-------- Material supplied

PR #3870, opened 2022-07-12
PP-9790 Make CardAuthoriseService handle auth mode agreement

alexbishop1:
Make `CardAuthoriseService` handle authorisation mode agreement charges by extracting the necessary data from the stored payment instrument and then passing it to the payment provider class.

… which will then throw and exception because we have not implemented that bit yet.

with @sfount

### DIFF
--- a/src/main/java/uk/gov/pay/connector/gateway/model/AuthCardDetails.java
+++ b/src/main/java/uk/gov/pay/connector/gateway/model/AuthCardDetails.java
@@ -4,7 +4,6 @@ import com.fasterxml.jackson.annotation.JsonProperty;
 import com.fasterxml.jackson.databind.annotation.JsonSerialize;
 import com.fasterxml.jackson.databind.ser.std.ToStringSerializer;
 import io.swagger.v3.oas.annotations.media.Schema;
-import uk.gov.pay.connector.charge.model.AddressEntity;
 import uk.gov.pay.connector.charge.model.CardDetailsEntity;
 import uk.gov.pay.connector.charge.model.domain.ChargeEntity;
 import uk.gov.pay.connector.client.cardid.model.CardInformation;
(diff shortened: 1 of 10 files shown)


src/main/java/uk/gov/pay/connector/gateway/model/AuthCardDetails.java
```diff
@@ -75,19 +74,10 @@ public static AuthCardDetails of(AuthoriseRequest authoriseRequest, ChargeEntity
...
-                            addressEntity.getCity(),
-                            addressEntity.getCounty(),
-                            addressEntity.getCountry()
-                    ));
-            mayBeAddress.ifPresent(authCardDetails::setAddress);
-        }
+        Optional.ofNullable(chargeEntity.getCardDetails())
+                .flatMap(CardDetailsEntity::getBillingAddress)
+                .map(Address::from)
+                .ifPresent(authCardDetails::setAddress);
```
sfount, line 80: 💯

src/main/java/uk/gov/pay/connector/paymentprocessor/service/CardAuthoriseService.java
```diff
@@ -88,6 +100,9 @@ private AuthorisationResponse doAuthorise(String chargeId, AuthCardDetails authC
                 case WEB:
                     operationResponse = (GatewayResponse<BaseAuthoriseResponse>) paymentProvider.authorise(request, charge);
                     break;
+                case AGREEMENT:
+                    operationResponse = (GatewayResponse<BaseAuthoriseResponse>) paymentProvider.authoriseUserNotPresent(request, charge);
+                    break;
```
sfount, line 105: 👏

src/test/java/uk/gov/pay/connector/paymentprocessor/service/CardAuthoriseServiceTest.java
```diff
@@ -957,6 +964,44 @@ void doAuthoriseMotoApi_shouldTransitionToAuthorisationTimeout_andThrowException
...
+        var paymentInstrumentEntity = aPaymentInstrumentEntity(Instant.parse("2022-07-12T10:00:00Z"))
+                .withCardDetails(cardDetailsEntity)
+                .build();
+        var authCardDetails = AuthCardDetailsFixture.anAuthCardDetails().build();
+
+        charge.setAuthorisationMode(AuthorisationMode.AGREEMENT);
+        charge.setPaymentInstrument(paymentInstrumentEntity);
+        when(mockedChargeDao.findByExternalId(charge.getExternalId())).thenReturn(Optional.of(charge));
+        when(mockPaymentInstrumentEntityToAuthCardDetailsConverter.convert(paymentInstrumentEntity)).thenReturn(authCardDetails);
+        when(mockAuthCardDetailsToCardDetailsEntityConverter.convert(authCardDetails)).thenReturn(cardDetailsEntity);
```
sfount, line 981: We might want some additional coverage to make sure that when a charge is auth'd with a payment instrument it gets properties that don't make it to the `AuthCardDetails` object (for example the full card number).

This functionality isn't actually in yet but we should make sure it's covered too as this will mostly test the code path.

sfount (approved):
Added some comments about things we'll need to be sure are covered but this LGTM 👍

----------------

**Problem to work on**: Scan the data above for the string "paymentInstrumentEntity". Copy every line in which it appears.

**Final answer**:
+        var paymentInstrumentEntity = aPaymentInstrumentEntity(Instant.parse("2022-07-12T10:00:00Z"))
+        charge.setPaymentInstrument(paymentInstrumentEntity);
+        when(mockPaymentInstrumentEntityToAuthCardDetailsConverter.convert(paymentInstrumentEntity)).thenReturn(authCardDetails);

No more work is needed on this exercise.